PR #469, opened 2023-08-11
new methods

brandongreenwell-8451:
This PR addresses https://github.com/interpretml/interpret/issues/460 by adding two new methods to a fitted EBM object: 
* `reweight_terms()` - which allows callers to reweight the individual term contributions of the fit;
* `remove_terms()` - which allows callers to remove specific terms (and their associated components).

### DIFF
--- a/python/interpret-core/interpret/glassbox/_ebm/_ebm.py
+++ b/python/interpret-core/interpret/glassbox/_ebm/_ebm.py
@@ -2208,8 +2208,8 @@ class EBMModel(BaseEstimator):
                 floats whose i-th element corresponds to the i-th element of the
                 ``.term_*_`` attributes (e.g., ``.term_names_``).
             remove_nil_terms: Logical indicating whether or not to automatically
-                remove all terms that provide zero contribution to the fit 
-                (e.g., any term with a weight of zero).
+                remove all terms that are given a weight of zero; terms with a
+                weight of zero provide zero contribution to the fit.
 
         Returns: 
             Itself.
@@ -2262,8 +2262,8 @@ class EBMModel(BaseEstimator):
 
         # Delete "nil" terms (i.e., terms providing zero contribution to the fit)
         if remove_nil_terms:  # should automatically catch zero weight terms
-            # Grab indices of terms with zero contribution
-            term_list = np.where(self.term_importances() == 0)[0].tolist()
+            # Delete components that have a weight of zero
+            term_list = np.where(weights == 0)[0].tolist()
             return self.remove_terms(term_list)
         else:
             return self
--- a/python/interpret-core/interpret/glassbox/_ebm/_ebm.py
+++ b/python/interpret-core/interpret/glassbox/_ebm/_ebm.py
@@ -2146,10 +2146,10 @@ class EBMModel(BaseEstimator):
         return self
 
     def remove_terms(self, terms):
-        """Removes terms (and their associated components) from a fitted EBM. Note 
-        that this will change the structure (i.e., by removing the specified 
+        """Removes terms (and their associated components) from a fitted EBM. Note
+        that this will change the structure (i.e., by removing the specified
         indices) of the following components of ``self``: ``term_features_``,
-        ``term_names_``, ``term_scores_``, ``bagged_scores_``, 
+        ``term_names_``, ``term_scores_``, ``bagged_scores_``,
         ``standard_deviations_``, and ``bin_weights_``.
 
         Args:
@@ -2161,12 +2161,15 @@ class EBMModel(BaseEstimator):
         check_is_fitted(self, "has_fitted_")
 
         # If terms contains term names, convert them to indices
-        terms = [self.term_names_.index(term) if isinstance(term, str) 
-                else term for term in terms]
+        terms = [
+            self.term_names_.index(term) if isinstance(term, str) else term
+            for term in terms
+        ]
 
         def _remove_indices(x, idx):
             # Remove elements of a list based on provided index
             return [i for j, i in enumerate(x) if j not in idx]
+
         term_features = _remove_indices(self.term_features_, idx=terms)
         term_names = _remove_indices(self.term_names_, idx=terms)
         term_scores = _remove_indices(self.term_scores_, idx=terms)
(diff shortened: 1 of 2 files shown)


brandongreenwell-8451:
@paulbkoch it was just easier to start afresh and create a new PR (I'm also not the most Git/GH savvy of statisticians...). This version places the `remove_nil_terms` argument over to the `reweight_terms()` method and internally calls `remove_terms()` when set to `True`.

**Note:** This works great on my end, but not sure if the return statement on line 2267 is the most Pythonic way to handle the nested call to `remove_terms()`.

brandongreenwell-8451:
> Hi @brandongreenwell-8451 -- We definitely need some kind of remove_terms function that only operates on the terms given to it by the caller. The eventual ISLE function does not need this, but EBMs do as a general ability, so I figure it's best to have it as a primitive that is called by reweight.
>
>Another small nuance: I think the reweigh_terms function should only remove terms that have 0 in the given weight parameter, not check if any of the resulting term scores are all zero. If some of the terms had all zeros in their scores before the call to reweigh_terms, then the caller would need to do a lot of checks to know which terms to expect will be dropped, and that behavior would be surprising, I think. Safer to force the caller to be more explicit in this case and call remove_terms themselves in the special case that there are terms with all zeros and they want them removed. It's pretty unlikely we'd see a term with all zeros naturally anyways, except if the user previously edited the EBM (in which case whatever they called to do that could also have a remove_nil_terms parameter), or in the case of a feature with only 1 value. In the latter case LASSO would give it a weight of 0 anyways I think, so those terms would be dropped anyways in an ISLE implementation.

I think we're aligned on your first comment in this PR, right? Copy on the second and will send an update shortly!

python/interpret-core/interpret/glassbox/_ebm/_ebm.py
```diff
@@ -2145,6 +2145,129 @@ def monotonize(self, term, increasing="auto", passthrough=0.0):
 
         return self
 
+    def remove_terms(self, term_list):
```
paulbkoch, line 2148: I'd like to call this "terms" instead of "term_list" and accept any enumerable object (could be a numpy array for instance)

brandongreenwell-8451:
And the DCO check passed...🥳

python/interpret-core/interpret/glassbox/_ebm/_ebm.py
```diff
@@ -2145,6 +2145,129 @@ def monotonize(self, term, increasing="auto", passthrough=0.0):
...
+        Returns:
+            Itself.
+        """
+        check_is_fitted(self, "has_fitted_")
+
+        # If term_list contains term names, convert them to indices
+        term_list = [self.term_names_.index(term) if isinstance(term, str) 
+                    else term for term in term_list]
+
+        # Copy any fields we'll overwrite in case someone has a shallow copy of self
```
paulbkoch, line 2167: These copies are not required in this case since we later use a list comprehension which will create a new list.

python/interpret-core/interpret/glassbox/_ebm/_ebm.py
```diff
@@ -2145,6 +2145,129 @@ def monotonize(self, term, increasing="auto", passthrough=0.0):
...
+        change that attribute directly if desired, and 2) reweighting specific term 
+        contributions will also reweight their related components in a similar 
+        manner (e.g., variable importance scores, standard deviations, etc.).
+
+        Args:
+            weights: A list of weights (one weight for each term in the model). 
+                This should be a list or numpy vector (i.e., 1-d array) of 
+                floats whose i-th element corresponds to the i-th element of the
+                ``.term_*_`` attributes (e.g., ``.term_names_``).
+            remove_nil_terms: Logical indicating whether or not to automatically
```
paulbkoch, line 2210: Boolean instead of Logical in python  ;)

python/interpret-core/interpret/glassbox/_ebm/_ebm.py
```diff
@@ -2145,6 +2145,129 @@ def monotonize(self, term, increasing="auto", passthrough=0.0):
...
+            raise ValueError(msg)
+
+        # Copy any fields we'll overwrite in case someone has a shallow copy of self
+        term_features = self.term_features_.copy()
+        term_names = self.term_names_.copy()
+        term_scores = self.term_scores_.copy()
+        bagged_scores = self.bagged_scores_.copy()
+        bin_weights = self.bin_weights_.copy()
+        standard_deviations = self.standard_deviations_.copy()
+
```
paulbkoch, line 2231: We're only modifying term_scores, bagged_scores, and standard_deviations, so we don't need copies of the others

python/interpret-core/interpret/glassbox/_ebm/_ebm.py
```diff
@@ -2145,6 +2145,129 @@ def monotonize(self, term, increasing="auto", passthrough=0.0):
...
+        for idw, w in enumerate(weights):
+
+            scores = term_scores[idw].copy()
+            bscores = bagged_scores[idw].copy()
+            stdevs = standard_deviations[idw].copy()
+            # FIXME: Does it make sense to omit the missing and unknown bins (first
```
paulbkoch, line 2237: For reweighing we should do it for all bins, so we don't need the slice of "1,-1"

python/interpret-core/interpret/glassbox/_ebm/_ebm.py
```diff
@@ -2145,6 +2145,129 @@ def monotonize(self, term, increasing="auto", passthrough=0.0):
...
+        self.term_names_ = term_names
+        self.term_scores_ = term_scores
+        self.bagged_scores_ = bagged_scores
+        self.standard_deviations_ = standard_deviations
+        self.bin_weights_ = bin_weights
+
+        # Delete "nil" terms (i.e., terms providing zero contribution to the fit)
+        if remove_nil_terms:  # should automatically catch zero weight terms
+            # Grab indices of terms with zero contribution
+            term_list = np.where(self.term_importances() == 0)[0].tolist()
```
paulbkoch: Instead of using term_importances, use weights parameter (and accept any enumerable)

paulbkoch (changes requested):

paulbkoch:
Thanks @brandongreenwell-8451 -- Looks pretty good!  I noted a few small things to change.  Also, please pip install the black formatter, and run "black ." on the command line to pass the final black formatting check in the build.

paulbkoch:
Also, could you add a unit test for each of these in:

https://github.com/interpretml/interpret/blob/develop/python/interpret-core/tests/glassbox/ebm/test_ebm.py

paulbkoch:
I had an additional thought over the weekend regarding naming.  I think for someone new to InterpretML who has not read the documentation, reweigh_terms might be misinterpreted as weighing/measuring something within the EBM rather than something that applies a multiplication factor.  We also use "weight" inside the EBM for the bin_weights_ attribute which might lead someone to guess they are related.  The alternative name I came up with was:

def scale_terms(self, factors, remove_nil_terms=False):

brandongreenwell-8451:
> I had an additional thought over the weekend regarding naming. I think for someone new to InterpretML who has not read the documentation, reweigh_terms might be misinterpreted as weighing/measuring something within the EBM rather than something that applies a multiplication factor. We also use "weight" inside the EBM for the bin_weights_ attribute which might lead someone to guess they are related. The alternative name I came up with was:
> 
> def scale_terms(self, factors, remove_nil_terms=False):

That seems reasonable to me! I'll make that change later this week when I work on your other suggestions.

brandongreenwell-8451:
@paulbkoch I think this addresses all your concerns/suggestions if you want to take another look.

paulbkoch:
Looks great!  Thanks for contributing this @brandongreenwell-8451

bgreenwell:
Awesome @paulbkoch, thanks for the support I’m getting this through!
□ □ □ □ □ □ □
When a line in the listing includes the word "where", report that line in full.

-            term_list = np.where(self.term_importances() == 0)[0].tolist()
+            term_list = np.where(weights == 0)[0].tolist()
+            term_list = np.where(self.term_importances() == 0)[0].tolist()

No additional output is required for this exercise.